◆ What is being asked
Where the line with "Proposal for addressing" appears below, start writing out lines exactly, and finish with the line with "in either direction?", which is included; write out nothing else.

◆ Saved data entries
◇ ◇ ◇ ◇ ◇ ◇ ◇

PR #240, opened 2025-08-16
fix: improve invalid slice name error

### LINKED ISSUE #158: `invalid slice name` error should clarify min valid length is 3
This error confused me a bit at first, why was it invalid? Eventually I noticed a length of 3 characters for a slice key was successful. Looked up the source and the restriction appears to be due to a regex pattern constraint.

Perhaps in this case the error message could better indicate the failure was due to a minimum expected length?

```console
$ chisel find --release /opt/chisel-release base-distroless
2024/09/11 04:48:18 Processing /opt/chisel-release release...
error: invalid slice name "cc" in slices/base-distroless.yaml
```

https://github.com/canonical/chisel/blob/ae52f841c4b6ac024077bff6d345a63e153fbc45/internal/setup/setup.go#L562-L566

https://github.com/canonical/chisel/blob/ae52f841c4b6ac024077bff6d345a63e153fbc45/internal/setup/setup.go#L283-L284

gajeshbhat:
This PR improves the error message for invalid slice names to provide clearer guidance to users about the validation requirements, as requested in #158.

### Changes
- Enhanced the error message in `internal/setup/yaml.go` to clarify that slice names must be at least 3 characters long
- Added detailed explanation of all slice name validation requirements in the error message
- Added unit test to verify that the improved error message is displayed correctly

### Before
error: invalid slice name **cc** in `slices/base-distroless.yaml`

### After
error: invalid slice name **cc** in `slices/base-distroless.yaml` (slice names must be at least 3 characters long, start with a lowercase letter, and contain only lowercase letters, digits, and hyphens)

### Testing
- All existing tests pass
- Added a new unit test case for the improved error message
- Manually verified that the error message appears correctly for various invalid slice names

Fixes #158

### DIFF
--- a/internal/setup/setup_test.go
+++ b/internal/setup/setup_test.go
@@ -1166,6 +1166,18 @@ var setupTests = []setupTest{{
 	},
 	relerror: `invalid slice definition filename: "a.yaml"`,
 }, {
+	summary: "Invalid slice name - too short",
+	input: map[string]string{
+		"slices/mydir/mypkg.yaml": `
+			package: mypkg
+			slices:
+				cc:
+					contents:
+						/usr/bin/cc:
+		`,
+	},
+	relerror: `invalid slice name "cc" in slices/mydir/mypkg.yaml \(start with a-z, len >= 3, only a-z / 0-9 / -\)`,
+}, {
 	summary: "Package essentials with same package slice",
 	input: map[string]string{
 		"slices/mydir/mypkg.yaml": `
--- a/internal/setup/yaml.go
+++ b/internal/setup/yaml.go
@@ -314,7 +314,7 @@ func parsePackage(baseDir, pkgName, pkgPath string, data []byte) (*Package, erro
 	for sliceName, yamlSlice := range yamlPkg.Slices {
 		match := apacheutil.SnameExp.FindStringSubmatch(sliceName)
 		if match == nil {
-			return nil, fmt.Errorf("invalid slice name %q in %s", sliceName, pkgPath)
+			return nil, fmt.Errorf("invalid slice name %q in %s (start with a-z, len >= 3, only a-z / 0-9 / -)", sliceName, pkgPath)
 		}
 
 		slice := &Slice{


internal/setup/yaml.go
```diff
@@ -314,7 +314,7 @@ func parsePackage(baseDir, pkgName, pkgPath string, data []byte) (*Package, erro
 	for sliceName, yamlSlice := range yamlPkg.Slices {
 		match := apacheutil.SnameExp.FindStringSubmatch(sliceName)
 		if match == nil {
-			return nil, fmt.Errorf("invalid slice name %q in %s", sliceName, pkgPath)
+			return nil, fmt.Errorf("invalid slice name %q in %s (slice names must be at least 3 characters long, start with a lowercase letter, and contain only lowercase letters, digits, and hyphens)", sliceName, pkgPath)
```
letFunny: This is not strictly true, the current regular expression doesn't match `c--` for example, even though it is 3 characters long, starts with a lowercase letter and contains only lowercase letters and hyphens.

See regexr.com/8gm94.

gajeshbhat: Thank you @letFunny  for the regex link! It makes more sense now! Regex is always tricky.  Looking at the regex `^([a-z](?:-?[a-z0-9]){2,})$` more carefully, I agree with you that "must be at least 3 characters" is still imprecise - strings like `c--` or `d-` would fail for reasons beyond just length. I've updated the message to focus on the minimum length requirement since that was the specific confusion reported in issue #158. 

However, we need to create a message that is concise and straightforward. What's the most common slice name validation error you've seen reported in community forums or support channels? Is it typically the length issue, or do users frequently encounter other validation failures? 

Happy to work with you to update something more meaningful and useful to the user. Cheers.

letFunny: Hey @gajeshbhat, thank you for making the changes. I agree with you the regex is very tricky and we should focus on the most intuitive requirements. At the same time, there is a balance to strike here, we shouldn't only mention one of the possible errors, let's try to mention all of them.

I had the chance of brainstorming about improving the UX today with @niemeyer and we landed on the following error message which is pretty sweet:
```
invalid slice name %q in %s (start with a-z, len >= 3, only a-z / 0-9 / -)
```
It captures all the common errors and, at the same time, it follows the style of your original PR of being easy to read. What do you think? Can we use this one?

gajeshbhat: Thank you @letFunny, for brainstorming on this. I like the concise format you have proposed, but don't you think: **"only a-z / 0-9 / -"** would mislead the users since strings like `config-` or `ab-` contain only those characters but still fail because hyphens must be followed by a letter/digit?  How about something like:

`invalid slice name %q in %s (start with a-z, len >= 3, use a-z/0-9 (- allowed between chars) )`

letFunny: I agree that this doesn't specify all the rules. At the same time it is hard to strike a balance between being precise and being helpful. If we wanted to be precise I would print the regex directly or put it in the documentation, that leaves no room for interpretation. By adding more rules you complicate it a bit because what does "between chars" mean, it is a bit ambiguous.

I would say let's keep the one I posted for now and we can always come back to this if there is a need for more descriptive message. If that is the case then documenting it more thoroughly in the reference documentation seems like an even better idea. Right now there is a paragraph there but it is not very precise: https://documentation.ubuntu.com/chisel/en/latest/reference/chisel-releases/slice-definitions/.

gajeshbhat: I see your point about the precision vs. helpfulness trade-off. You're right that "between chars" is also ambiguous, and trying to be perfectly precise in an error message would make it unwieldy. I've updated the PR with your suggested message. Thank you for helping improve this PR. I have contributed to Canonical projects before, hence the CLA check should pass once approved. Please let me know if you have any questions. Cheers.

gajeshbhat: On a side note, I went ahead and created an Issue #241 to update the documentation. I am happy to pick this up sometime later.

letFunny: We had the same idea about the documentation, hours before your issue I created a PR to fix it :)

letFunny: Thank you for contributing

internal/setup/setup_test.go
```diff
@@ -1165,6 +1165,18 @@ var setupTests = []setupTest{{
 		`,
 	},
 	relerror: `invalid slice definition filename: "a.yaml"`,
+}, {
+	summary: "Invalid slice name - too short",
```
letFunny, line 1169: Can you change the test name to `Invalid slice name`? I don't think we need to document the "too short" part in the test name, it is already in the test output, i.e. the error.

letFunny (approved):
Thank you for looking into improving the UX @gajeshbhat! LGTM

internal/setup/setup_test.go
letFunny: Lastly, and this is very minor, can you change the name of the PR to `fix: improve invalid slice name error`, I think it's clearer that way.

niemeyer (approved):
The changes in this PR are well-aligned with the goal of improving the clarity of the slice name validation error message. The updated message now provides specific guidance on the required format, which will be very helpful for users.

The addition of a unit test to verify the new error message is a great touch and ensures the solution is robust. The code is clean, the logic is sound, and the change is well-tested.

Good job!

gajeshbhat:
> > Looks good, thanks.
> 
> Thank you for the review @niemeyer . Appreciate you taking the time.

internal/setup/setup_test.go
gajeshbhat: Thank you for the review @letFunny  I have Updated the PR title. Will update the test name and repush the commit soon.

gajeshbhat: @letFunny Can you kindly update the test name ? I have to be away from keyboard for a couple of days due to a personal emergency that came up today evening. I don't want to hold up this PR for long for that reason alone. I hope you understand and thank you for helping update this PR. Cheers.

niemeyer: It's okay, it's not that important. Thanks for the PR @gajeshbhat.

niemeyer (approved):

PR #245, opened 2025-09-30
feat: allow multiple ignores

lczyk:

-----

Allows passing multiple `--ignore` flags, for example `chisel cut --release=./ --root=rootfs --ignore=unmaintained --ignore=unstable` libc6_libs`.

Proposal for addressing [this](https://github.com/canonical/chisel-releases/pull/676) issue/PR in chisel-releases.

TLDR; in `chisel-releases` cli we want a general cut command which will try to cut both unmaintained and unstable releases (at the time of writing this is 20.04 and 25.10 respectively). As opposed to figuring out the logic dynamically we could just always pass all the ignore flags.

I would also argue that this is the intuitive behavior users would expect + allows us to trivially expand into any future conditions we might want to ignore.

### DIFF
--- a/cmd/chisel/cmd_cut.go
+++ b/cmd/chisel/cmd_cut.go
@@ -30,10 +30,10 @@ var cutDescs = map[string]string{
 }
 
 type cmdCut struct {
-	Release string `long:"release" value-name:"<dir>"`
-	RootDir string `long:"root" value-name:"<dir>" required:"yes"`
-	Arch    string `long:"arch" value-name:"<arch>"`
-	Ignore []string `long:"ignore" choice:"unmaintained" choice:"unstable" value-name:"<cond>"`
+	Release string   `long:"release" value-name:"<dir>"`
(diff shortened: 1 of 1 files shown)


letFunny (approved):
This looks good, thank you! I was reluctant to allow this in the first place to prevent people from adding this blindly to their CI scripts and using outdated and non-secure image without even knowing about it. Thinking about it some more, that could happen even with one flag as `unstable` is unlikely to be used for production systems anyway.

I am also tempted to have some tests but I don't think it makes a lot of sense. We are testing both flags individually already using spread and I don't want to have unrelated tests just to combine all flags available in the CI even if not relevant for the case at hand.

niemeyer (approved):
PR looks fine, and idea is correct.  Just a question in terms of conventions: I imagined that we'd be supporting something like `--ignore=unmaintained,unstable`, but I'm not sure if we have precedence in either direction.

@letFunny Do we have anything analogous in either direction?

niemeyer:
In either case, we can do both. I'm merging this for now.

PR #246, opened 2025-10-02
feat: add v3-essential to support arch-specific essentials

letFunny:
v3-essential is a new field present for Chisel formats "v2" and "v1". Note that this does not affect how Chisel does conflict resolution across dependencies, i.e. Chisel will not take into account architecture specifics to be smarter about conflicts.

◇ ◇ ◇ ◇ ◇ ◇ ◇

◆ Solution to this task
Proposal for addressing [this](https://github.com/canonical/chisel-releases/pull/676) issue/PR in chisel-releases.

TLDR; in `chisel-releases` cli we want a general cut command which will try to cut both unmaintained and unstable releases (at the time of writing this is 20.04 and 25.10 respectively). As opposed to figuring out the logic dynamically we could just always pass all the ignore flags.

I would also argue that this is the intuitive behavior users would expect + allows us to trivially expand into any future conditions we might want to ignore.

### DIFF
--- a/cmd/chisel/cmd_cut.go
+++ b/cmd/chisel/cmd_cut.go
@@ -30,10 +30,10 @@ var cutDescs = map[string]string{
 }
 
 type cmdCut struct {
-	Release string `long:"release" value-name:"<dir>"`
-	RootDir string `long:"root" value-name:"<dir>" required:"yes"`
-	Arch    string `long:"arch" value-name:"<arch>"`
-	Ignore []string `long:"ignore" choice:"unmaintained" choice:"unstable" value-name:"<cond>"`
+	Release string   `long:"release" value-name:"<dir>"`
(diff shortened: 1 of 1 files shown)


letFunny (approved):
This looks good, thank you! I was reluctant to allow this in the first place to prevent people from adding this blindly to their CI scripts and using outdated and non-secure image without even knowing about it. Thinking about it some more, that could happen even with one flag as `unstable` is unlikely to be used for production systems anyway.

I am also tempted to have some tests but I don't think it makes a lot of sense. We are testing both flags individually already using spread and I don't want to have unrelated tests just to combine all flags available in the CI even if not relevant for the case at hand.

niemeyer (approved):
PR looks fine, and idea is correct.  Just a question in terms of conventions: I imagined that we'd be supporting something like `--ignore=unmaintained,unstable`, but I'm not sure if we have precedence in either direction.

@letFunny Do we have anything analogous in either direction?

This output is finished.